### PROBLEM DETAILS
The lines to find are those in the entries that hold the word "there"; copy every one of them.

Stored items:
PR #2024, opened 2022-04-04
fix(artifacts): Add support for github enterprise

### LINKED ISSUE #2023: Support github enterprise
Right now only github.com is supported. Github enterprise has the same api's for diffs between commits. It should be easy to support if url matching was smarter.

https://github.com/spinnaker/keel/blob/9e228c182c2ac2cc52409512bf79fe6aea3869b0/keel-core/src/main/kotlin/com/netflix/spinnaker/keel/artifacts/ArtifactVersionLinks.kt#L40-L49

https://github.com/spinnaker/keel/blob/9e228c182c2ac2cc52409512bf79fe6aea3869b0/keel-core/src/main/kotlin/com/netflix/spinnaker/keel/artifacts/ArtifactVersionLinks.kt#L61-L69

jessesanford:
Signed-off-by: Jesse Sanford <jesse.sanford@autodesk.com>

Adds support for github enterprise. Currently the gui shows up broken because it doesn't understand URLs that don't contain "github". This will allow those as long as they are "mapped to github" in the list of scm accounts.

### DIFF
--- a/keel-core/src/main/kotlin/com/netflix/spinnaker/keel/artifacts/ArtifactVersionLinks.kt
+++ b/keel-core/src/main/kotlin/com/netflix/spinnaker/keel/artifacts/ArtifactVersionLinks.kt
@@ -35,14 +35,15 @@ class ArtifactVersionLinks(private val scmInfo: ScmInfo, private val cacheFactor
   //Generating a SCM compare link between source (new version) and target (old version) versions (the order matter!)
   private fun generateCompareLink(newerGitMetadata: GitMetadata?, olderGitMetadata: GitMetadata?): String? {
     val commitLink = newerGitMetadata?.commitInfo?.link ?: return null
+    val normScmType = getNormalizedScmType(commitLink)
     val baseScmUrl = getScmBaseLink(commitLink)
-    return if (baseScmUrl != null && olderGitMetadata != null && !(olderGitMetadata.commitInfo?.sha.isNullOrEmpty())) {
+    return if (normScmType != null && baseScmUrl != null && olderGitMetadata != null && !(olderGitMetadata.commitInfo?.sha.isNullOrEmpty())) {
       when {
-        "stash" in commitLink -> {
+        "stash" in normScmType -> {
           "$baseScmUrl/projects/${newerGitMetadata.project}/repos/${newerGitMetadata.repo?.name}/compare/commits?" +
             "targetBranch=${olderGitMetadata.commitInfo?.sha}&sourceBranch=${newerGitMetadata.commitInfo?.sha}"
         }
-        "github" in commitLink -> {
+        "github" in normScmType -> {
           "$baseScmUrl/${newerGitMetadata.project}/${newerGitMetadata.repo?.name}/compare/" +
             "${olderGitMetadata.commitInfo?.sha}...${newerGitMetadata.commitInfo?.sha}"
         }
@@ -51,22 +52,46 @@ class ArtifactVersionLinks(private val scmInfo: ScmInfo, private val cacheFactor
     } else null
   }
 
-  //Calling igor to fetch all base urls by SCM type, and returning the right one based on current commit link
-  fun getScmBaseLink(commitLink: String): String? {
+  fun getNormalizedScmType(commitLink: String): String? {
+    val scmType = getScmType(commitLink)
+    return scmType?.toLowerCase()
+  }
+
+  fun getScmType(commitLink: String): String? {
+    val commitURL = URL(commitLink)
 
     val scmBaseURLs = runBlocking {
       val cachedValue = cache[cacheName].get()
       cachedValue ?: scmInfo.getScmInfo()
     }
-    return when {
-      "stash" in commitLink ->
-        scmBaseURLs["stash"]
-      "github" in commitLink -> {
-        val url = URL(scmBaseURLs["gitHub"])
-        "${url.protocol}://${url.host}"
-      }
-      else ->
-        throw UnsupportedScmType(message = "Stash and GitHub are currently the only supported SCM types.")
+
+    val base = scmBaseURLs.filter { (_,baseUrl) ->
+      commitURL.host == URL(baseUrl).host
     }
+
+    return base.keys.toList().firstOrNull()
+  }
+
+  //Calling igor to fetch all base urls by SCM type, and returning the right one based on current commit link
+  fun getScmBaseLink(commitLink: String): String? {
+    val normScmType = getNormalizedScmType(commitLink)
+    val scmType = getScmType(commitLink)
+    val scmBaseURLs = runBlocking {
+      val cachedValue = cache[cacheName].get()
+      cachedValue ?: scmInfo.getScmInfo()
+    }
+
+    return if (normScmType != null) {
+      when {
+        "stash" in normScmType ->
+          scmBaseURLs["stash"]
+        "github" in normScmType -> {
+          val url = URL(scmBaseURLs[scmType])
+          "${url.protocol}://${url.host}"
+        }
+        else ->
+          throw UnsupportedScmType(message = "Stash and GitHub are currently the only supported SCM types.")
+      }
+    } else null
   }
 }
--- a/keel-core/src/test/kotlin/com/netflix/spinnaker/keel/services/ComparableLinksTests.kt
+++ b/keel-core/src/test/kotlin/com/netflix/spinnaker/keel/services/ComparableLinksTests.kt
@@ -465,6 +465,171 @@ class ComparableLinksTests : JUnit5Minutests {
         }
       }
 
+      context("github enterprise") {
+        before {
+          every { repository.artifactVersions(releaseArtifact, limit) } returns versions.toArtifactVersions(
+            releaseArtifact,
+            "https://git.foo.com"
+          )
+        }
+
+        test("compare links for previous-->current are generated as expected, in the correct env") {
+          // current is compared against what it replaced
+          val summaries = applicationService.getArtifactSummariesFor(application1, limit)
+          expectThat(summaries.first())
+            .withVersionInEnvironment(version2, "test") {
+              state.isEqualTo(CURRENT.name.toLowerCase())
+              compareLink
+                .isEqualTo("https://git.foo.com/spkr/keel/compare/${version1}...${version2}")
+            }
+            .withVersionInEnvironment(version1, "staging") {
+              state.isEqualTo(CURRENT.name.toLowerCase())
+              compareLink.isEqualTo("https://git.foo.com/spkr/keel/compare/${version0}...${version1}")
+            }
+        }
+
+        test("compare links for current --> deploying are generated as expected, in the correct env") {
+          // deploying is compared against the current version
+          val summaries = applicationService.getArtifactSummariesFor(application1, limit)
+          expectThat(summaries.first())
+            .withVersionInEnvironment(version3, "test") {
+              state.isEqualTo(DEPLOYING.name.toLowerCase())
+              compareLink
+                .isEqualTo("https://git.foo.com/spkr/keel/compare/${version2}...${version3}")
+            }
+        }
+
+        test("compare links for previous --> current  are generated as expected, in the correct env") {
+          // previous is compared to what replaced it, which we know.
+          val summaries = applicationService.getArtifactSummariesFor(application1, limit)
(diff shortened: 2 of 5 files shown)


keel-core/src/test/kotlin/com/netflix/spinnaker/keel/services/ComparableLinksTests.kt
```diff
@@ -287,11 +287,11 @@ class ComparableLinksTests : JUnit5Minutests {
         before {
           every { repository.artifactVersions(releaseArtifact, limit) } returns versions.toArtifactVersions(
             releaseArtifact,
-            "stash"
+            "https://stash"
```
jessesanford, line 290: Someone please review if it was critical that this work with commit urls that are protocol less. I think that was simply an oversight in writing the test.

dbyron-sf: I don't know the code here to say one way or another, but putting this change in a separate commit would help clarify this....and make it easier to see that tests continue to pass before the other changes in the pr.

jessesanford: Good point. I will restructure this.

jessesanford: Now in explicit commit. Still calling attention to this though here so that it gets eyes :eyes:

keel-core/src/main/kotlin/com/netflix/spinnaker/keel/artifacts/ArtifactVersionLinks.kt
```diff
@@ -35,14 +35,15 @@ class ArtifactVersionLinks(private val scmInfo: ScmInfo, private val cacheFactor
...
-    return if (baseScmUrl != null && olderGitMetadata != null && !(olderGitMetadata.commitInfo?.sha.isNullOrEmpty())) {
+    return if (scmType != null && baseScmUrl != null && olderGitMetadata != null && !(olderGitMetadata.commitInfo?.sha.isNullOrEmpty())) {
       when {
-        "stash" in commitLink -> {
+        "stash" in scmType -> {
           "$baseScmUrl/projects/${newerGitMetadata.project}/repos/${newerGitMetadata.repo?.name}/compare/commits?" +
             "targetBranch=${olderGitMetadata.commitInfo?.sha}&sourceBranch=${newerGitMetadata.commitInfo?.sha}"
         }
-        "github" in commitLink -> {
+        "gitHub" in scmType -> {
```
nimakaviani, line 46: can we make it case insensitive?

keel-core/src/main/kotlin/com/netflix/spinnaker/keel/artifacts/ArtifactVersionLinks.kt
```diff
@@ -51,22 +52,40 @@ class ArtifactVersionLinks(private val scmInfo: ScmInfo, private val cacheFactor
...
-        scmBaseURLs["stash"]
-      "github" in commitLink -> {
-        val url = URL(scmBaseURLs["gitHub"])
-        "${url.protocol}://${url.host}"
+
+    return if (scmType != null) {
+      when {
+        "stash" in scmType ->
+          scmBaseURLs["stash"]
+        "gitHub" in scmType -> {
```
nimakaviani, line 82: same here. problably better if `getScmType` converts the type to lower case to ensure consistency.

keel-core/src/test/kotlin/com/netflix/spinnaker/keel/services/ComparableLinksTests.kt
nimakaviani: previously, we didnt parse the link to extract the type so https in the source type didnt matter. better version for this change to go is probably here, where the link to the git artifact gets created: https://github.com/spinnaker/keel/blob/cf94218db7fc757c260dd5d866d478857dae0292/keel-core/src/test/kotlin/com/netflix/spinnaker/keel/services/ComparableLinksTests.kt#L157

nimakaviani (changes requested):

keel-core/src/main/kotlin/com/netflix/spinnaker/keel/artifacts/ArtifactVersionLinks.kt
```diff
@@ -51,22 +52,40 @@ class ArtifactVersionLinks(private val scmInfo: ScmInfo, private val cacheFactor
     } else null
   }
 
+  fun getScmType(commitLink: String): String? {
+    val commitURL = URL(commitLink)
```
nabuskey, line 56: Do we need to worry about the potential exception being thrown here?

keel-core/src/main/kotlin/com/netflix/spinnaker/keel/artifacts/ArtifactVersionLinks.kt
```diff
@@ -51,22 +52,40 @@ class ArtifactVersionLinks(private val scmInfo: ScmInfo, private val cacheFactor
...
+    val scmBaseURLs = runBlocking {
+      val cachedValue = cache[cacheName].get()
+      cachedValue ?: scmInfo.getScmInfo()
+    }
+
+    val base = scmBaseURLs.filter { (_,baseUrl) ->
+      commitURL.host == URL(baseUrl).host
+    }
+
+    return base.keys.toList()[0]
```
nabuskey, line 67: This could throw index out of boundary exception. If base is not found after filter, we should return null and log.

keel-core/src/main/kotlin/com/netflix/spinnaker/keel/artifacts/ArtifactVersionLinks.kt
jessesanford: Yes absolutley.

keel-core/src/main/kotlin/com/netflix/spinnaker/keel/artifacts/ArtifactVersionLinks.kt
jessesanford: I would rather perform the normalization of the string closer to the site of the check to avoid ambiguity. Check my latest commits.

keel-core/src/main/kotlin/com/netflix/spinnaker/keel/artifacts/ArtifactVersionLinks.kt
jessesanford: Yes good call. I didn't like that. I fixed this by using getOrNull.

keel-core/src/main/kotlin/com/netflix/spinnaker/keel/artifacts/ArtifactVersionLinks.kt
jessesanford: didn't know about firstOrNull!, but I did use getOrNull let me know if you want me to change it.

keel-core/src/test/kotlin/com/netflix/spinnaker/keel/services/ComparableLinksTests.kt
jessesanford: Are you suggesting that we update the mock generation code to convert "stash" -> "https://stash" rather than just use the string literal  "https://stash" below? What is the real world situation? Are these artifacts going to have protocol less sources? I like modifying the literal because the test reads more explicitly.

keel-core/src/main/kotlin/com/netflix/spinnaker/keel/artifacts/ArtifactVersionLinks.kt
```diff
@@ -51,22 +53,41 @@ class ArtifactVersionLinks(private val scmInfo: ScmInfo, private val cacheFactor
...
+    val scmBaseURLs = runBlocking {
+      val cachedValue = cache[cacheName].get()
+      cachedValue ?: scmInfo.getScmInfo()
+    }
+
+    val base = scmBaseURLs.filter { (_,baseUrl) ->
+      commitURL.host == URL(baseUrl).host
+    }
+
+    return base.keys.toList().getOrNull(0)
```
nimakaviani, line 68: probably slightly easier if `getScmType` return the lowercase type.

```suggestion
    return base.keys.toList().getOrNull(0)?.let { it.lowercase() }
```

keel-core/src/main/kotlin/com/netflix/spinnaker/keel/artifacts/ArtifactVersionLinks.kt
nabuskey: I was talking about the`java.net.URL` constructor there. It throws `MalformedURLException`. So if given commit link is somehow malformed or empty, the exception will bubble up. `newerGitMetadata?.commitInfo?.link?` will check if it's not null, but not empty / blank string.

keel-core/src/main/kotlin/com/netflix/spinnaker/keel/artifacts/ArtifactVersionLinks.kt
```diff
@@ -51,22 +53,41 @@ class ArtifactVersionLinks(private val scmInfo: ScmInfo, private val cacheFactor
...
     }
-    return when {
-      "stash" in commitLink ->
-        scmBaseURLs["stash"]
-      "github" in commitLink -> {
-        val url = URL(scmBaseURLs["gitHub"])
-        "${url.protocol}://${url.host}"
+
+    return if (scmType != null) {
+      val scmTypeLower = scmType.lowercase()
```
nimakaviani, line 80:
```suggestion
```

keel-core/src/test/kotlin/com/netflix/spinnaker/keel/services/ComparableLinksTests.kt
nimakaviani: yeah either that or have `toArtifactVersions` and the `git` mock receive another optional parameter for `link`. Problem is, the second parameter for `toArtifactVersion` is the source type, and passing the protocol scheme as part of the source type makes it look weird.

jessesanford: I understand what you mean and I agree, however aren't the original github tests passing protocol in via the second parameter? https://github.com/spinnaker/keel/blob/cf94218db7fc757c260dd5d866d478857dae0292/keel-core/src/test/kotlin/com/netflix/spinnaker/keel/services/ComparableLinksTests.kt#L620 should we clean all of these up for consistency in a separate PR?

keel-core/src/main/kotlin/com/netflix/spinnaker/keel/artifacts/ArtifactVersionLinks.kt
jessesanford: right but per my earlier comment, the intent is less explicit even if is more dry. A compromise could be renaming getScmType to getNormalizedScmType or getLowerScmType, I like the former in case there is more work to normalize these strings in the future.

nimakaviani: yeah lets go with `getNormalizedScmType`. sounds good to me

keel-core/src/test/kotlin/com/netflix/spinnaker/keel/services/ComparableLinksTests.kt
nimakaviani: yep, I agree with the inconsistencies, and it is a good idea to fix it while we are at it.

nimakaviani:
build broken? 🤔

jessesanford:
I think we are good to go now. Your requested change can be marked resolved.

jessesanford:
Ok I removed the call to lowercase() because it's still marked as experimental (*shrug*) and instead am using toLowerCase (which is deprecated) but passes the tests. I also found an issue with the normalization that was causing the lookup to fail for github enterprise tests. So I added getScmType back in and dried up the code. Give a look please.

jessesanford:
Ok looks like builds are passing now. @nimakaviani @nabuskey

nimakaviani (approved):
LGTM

...

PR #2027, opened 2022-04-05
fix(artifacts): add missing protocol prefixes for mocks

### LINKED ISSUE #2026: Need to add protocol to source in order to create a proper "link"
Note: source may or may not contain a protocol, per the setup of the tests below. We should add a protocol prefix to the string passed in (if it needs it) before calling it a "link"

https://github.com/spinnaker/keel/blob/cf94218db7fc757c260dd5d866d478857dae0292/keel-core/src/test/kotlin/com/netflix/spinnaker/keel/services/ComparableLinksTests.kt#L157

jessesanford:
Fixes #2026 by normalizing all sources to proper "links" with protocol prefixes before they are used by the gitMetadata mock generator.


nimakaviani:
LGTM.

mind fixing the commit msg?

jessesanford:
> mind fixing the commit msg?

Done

--

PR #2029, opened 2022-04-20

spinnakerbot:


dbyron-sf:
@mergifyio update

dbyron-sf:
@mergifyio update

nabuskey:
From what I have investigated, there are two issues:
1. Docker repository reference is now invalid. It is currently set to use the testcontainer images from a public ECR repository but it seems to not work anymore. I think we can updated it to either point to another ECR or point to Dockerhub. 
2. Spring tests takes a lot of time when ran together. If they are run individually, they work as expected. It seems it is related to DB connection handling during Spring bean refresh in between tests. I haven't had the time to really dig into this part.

### COMPLETED TASK
nabuskey: I was talking about the`java.net.URL` constructor there. It throws `MalformedURLException`. So if given commit link is somehow malformed or empty, the exception will bubble up. `newerGitMetadata?.commitInfo?.link?` will check if it's not null, but not empty / blank string.
jessesanford: right but per my earlier comment, the intent is less explicit even if is more dry. A compromise could be renaming getScmType to getNormalizedScmType or getLowerScmType, I like the former in case there is more work to normalize these strings in the future.
From what I have investigated, there are two issues:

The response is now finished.